Local scratch and temporary space
Each job will have a separate and entirely private mount point for temporary data (default location is usually /tmp
or /var/tmp
), which will be automatically deleted after each job. On compute nodes with extra local scratch space it will be automatically there instead, so that there is a lot more space available for temporary files on those nodes (refer to compute node partitions).
For jobs requiring heavy I/O where large amounts of temporary data needs to be written, it's important to avoid using the network storage and instead write to a local harddrive. This will avoid overburdening the network (which other jobs also need) and the storage cluster itself, but it can also be much faster in some cases.

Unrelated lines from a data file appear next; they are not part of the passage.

PR #2378, opened 2017-12-27
CLOUDSTACK-10205 make LinkDomainToLdap return UUID instead of internal id

DaanHoogland:
the internal id is not usefull to the user. It is a bug to return it instead of a uuid.
In the process of fixing the above "name" was deprecated in favour of "ldap_domain".

### DIFF
--- a/api/src/org/apache/cloudstack/api/ApiConstants.java
+++ b/api/src/org/apache/cloudstack/api/ApiConstants.java
@@ -705,6 +705,7 @@ public class ApiConstants {
 
     public static final String HAS_ANNOTATION = "hasannotation";
     public static final String LAST_ANNOTATED = "lastannotated";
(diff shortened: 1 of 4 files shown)


rhtyd:
@DaanHoogland I've fixed the title based on description and code (returns internal id than uuid). Actually, the APIs do support listing by internal id (long). I'll kick some tests.
@blueorangutan package

DaanHoogland:
@rhtyd I changed the title back. it describes the situation as it is implemented not as it was (that is more a title of an issue reported)

rhtyd:
@blueorangutan test

rhtyd:
Tests LGTM, additional review requested for merging this.

rhtyd:
@nvazquez @borisstoyanov can you review this?

rhtyd:
Merging this based on code reviews (2x) lgtms and test results.

PR #1139, opened 2022-04-27
Help text for device migration

ambuznego:
This PR:
- Allows user to pick whether they want to keep devices active upon exporting their organization (and in turn exporting them as inactive so they are not active on both environments) or deactivate them in the current environment (and in turn exporting them as active so they can be ready on the new environment)
- Shows help text for user to understand the need for device deactivation at both ends of the flow (export + import)
_______________________________________
### Screenshots
image
image
image

### DIFF
--- a/assets/js/components/organizations/OrganizationsTable.jsx
+++ b/assets/js/components/organizations/OrganizationsTable.jsx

When deciding whether you need local scratch space, both the size of the data as well as the number of files are important, however the ladder is by far the most important because it has the biggest impact on the performance of the storage cluster overall, which can impact every other user.

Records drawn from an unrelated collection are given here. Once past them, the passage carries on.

PR #1141, opened 2022-04-29
Add region to downlink

ambuznego:
image

```
➜  console git:(downlinkQueueRegion) ✗ mix test

12:21:11.108 [info]  Migrations already up
......................................................................

Finished in 2.1 seconds (0.6s async, 1.5s sync)
70 tests, 0 failures
```

### DIFF
--- a/assets/js/components/common/Downlink.jsx
+++ b/assets/js/components/common/Downlink.jsx
@@ -10,7 +10,9 @@ import {
   Checkbox,
   Tooltip,
   Button as RegularButton,
+  Select,
 } from "antd";
+const { Option } = Select;
 import DownlinkImage from "../../../img/downlink.svg";
 import ClearOutlined from "@ant-design/icons/ClearOutlined";
 import ReloadOutlined from "@ant-design/icons/ReloadOutlined";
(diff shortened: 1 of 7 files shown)


assets/js/components/common/Downlink.jsx
```diff
@@ -30,6 +33,7 @@ class Downlink extends Component {
     position: "last",
     showRefresh: false,
     queue: [],
+    region: "undefined",
```
vicmgs, line 36: maybe change this string to "default" instead of "undefined"? kinda weird since undefined is an actual entity in js

vicmgs:
does v1 controller not need to change at all?

assets/js/components/common/Downlink.jsx
ambuznego: I had "default" originally but looks like router is expecting undefined: https://discord.com/channels/404106811252408320/966788666913611867/969664709445967952 but I can confirm with Pierre

ambuznego:
> does v1 controller not need to change at all?

Wasn't sure if it was in scope but will check with Pierre

assets/js/components/common/Downlink.jsx
ambuznego: addressed in latest comit

vicmgs (approved):
naice

PR #1160, opened 2022-05-17
Change text

ambuznego:
image
image

### DIFF
--- a/assets/js/components/common/DashboardLayout.jsx
+++ b/assets/js/components/common/DashboardLayout.jsx
@@ -19,7 +19,9 @@ class DashboardLayout extends Component {
     this.setState({ showNav: !this.state.showNav });
   };
   toggleSurveyNotification = () => {
-    this.setState({ showSurveyNotification: !this.state.showSurveyNotification });
+    this.setState({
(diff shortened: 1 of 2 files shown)


vicmgs (approved):

assets/js/components/common/DashboardLayout.jsx
```diff
@@ -171,7 +179,7 @@ class DashboardLayout extends Component {
                       </a>
                     ))}
                     <div style={{ marginLeft: "auto" }}>
-                      © 2021 Helium Systems Inc.
+                      © 2022 Helium Systems Inc.
```
JayKickliter, line 182: If incrementing the date, then should it be Nova?

ambuznego: Will defer to @jdgemm

JayKickliter: Yeah, I don't really know, but figured Helium Systems Inc. wasn't it

ambuznego: per Dal, keeping as is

To use local scratch space, you must first ensure to submit your job(s) using the --constraint scratch
option to the srun
, sbatch
, and salloc
commands, which will ensure that your job is run on a compute node with local scratch space available. Then, simply ensure that your job writes to the /tmp
folder, which will automatically be mounted on the local scratch drive on the allocated compute node. The /tmp
folder is managed by the SLURM scheduler and is private to each user and their jobs, so you can write whatever you want there without worrying about other jobs overwriting your files.

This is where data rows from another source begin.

PR #1183, opened 2022-06-02
Fix double saving when nodes dropped into flows page

vicmgs:
also removes unused hasChanges props passing

### DIFF
--- a/assets/js/components/flows/FlowsWorkspace.jsx
+++ b/assets/js/components/flows/FlowsWorkspace.jsx
@@ -194,7 +194,6 @@ export default ({
     if (type === "functionNode") {
       data = Object.assign({}, data, {
         format: event.dataTransfer.getData("node/function_format"),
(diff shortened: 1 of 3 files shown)


assets/js/components/flows/FlowsWorkspace.jsx
```diff
@@ -187,36 +187,37 @@ export default ({
...
         type: event.dataTransfer.getData("node/channel_type"),
         hasAlerts: event.dataTransfer.getData("node/has_alerts") === "true",
+        lastErrored: event.dataTransfer.getData("node/last_errored") === "true",
       });
     }
 
     if (type === "functionNode") {
       data = Object.assign({}, data, {
         format: event.dataTransfer.getData("node/function_format"),
+        hasAlerts: event.dataTransfer.getData("node/has_alerts") === "true",
```
ambuznego, line 197: We don't have function alerts though

vicmgs: good point, fixed

PR #1186, opened 2022-06-06
Add task await for recurring jobs

vicmgs:


ambuznego (approved):

config/config.exs
```diff
@@ -68,8 +68,9 @@ config :console, Console.Scheduler,
       task: {Console.Jobs, :send_survey_tokens, []}
     ],
     refresh_materialized_views: [
-      schedule: "0 * * * *", # every hour @ 0 mins
-      task: {Console.Jobs, :refresh_materialized_views, []}
+      schedule: "36 * * * *", # every hour @ 36 mins to refresh
```
vicmgs, line 71: Using minute 36 here because we dont want it to happen at the top of the hour since some jobs get triggered at 00.
Also not on every 5 mins since other jobs get triggered every 5 mins.

Basically setting it to 36 to avoid concurrently running other jobs that may screw this up.

PR #1201, opened 2022-06-22
Location-based IP Filtering for Restricted Areas

ambuznego:


config/prod.exs
```diff
@@ -106,8 +106,7 @@ config :console,
 config :console,
   recaptcha_secret_key: System.get_env("RECAPTCHA_SECRET_KEY")
 
-# config :prometheus, App.PrometheusExporter,
-#   path: "/metrics",
-#   format: :auto,
-#   registry: :default,
-#   auth: {:basic, System.get_env("PROMETHEUS_USERNAME"), System.get_env("PROMETHEUS_PASSWORD")}
+config :console,
```
vicmgs, line 109: might not need these here at all since we won't be using them

vicmgs (approved):

PR #1207, opened 2022-06-27
Gracefully handle when Magic fails to get user metadata

ambuznego:
Currently, when the Magic method for grabbing the user's metadata fails, user sees a loading screen indefinitely. This PR aims to handle this case by logging user out and displaying an error. Currently `console.log`ing the error to see if we can better troubleshoot/debug this issue.

### DIFF
--- a/assets/js/actions/auth.js
+++ b/assets/js/actions/auth.js
@@ -1,72 +1,80 @@
-import * as rest from '../util/rest';
-import { intercomResizeListen } from '../util/intercom'
-import { logout } from '../components/auth/Auth0Provider';
-import { logoutUser } from './magic'
-import analyticsLogger from '../util/analyticsLogger';
-import { config } from '../config/magic'
-import crypto from "crypto"
+import * as rest from "../util/rest";
+import { intercomResizeListen } from "../util/intercom";
+import { logout } from "../components/auth/Auth0Provider";
+import { logoutUser } from "./magic";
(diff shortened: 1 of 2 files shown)


assets/js/actions/auth.js
```diff
@@ -1,72 +1,80 @@
...
 
 export const magicLogIn = (user) => {
-  const hash = crypto.createHmac('sha256', process.env.INTERCOM_ID_SECRET || 'key').update(user.email).digest('hex')
-  window.Intercom('boot', {
-    app_id: 'uj330shp',
-    email: user.email,
-    user_hash: hash
-  })
-  intercomResizeListen()
+  if (user.email) {
```
ambuznego, line 54: main change here is adding this condition and logging out if not met (rest is linting)

assets/js/actions/magic.js
```diff
@@ -1,100 +1,131 @@
...
 
 export const checkUser = async () => {
-  const isLoggedIn = await magic.user.isLoggedIn();
-  if (isLoggedIn) {
-    const user = await magic.user.getMetadata();
-    let needRegistration = false
-    if (window.user_invite_only === 'true' || process.env.USER_INVITE_ONLY === 'true') {
-      needRegistration = await checkRegisteredUser(user.email)
-    }
+  try {
```
ambuznego, line 17: main change is wrapping `checkUser` and `loginUser` in try/catch

PR #1213, opened 2022-06-30
Preferred Hotspot warning when not applicable bug

ambuznego:


assets/js/components/coverage/Constants.js
```diff
@@ -292,8 +293,10 @@ export const ActionButton = ({
         } else if (e.key === "prefer") {
           preferHotspots(selectedAddresses, true);
         } else {
+          console.log(preferredHotspotAddresses);
```
vicmgs, line 296: remvoe log

assets/js/components/coverage/Constants.js
```diff
@@ -92,6 +92,7 @@ export const getColumns = (
                 if (
                   warnUnfollow &&
                   !!hotspot_claimed &&
```
vicmgs, line 94: maybe this should check for hotspot_preferred instead of hotspot_claimed? Since this can only run if the hotspot is preferred right?

vicmgs (approved):
just one comment, may or may not matter

PR #1216, opened 2022-07-05
Remove alert node for manually deleted device when checking for device stops transmitting

ambuznego:
Prevent the following:
```
function nil.active/0 is undefined
```

when `check_device_stops_transmitting` is ran on a deleted device because the alert node was not also deleted.


vicmgs (approved):
❤️

PR #1220, opened 2022-07-08
Enable Flows multi-selection area

ambuznego:
image


vicmgs:
2 comments:

1. Can we move the ? tooltip next to the NODES text?
2. Can multiselecting a single node not toggle the sidepane by listening for the shift key somehow?

PR #1223, opened 2022-07-08
Limit ability to add organization in Nova console

ambuznego:


vicmgs:
we can probably surface the "vetted" attribute through some newly created endpoint that is called on organizationIndex page if USER_INVITE_ONLY?

lib/console/auth/auth.ex
```diff
@@ -16,13 +16,15 @@ defmodule Console.Auth do
   end
 
   def get_user_by_id_and_email(user_id, email) do
+    user = get_user_by_email(email)
+    vetted = if is_nil(user) do nil else user.vetted end
     case get_user_by_id(user_id) do
-      %{super: is_super} -> get_user_data_map(user_id, email, is_super)
-      _ -> get_user_data_map(user_id, email)
+      %{super: is_super} -> get_user_data_map(user_id, email, vetted, is_super)
```
vicmgs, line 22: can we default superuser to vetted

vicmgs (approved):
one comment, lgtm

lib/console/auth/auth.ex
ambuznego: added!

If you would need more space for temporary data on compute nodes that have no extra local scratch space, or you need even more temporary space than there's available on local scratch space, it's possible to place it on the Ceph network storage as well. However, if you choose to do so, please see the best practices below. It can simply be done by for example setting the environment variable TMPDIR
early in the batch script by adding a line, fx export TMPDIR=${HOME}/tmp
. Ensure no conflicts can occur within the folder(s) if you run multiple jobs on multiple different compute nodes at once.
Warning
All data owned by your user anywhere on local scratch space on a particular compute node is automatically deleted after the last SLURM job run by your user has finished. Therefore, ensure that output files generated from jobs are moved to one of the network mount points as a last step, otherwise they will be lost.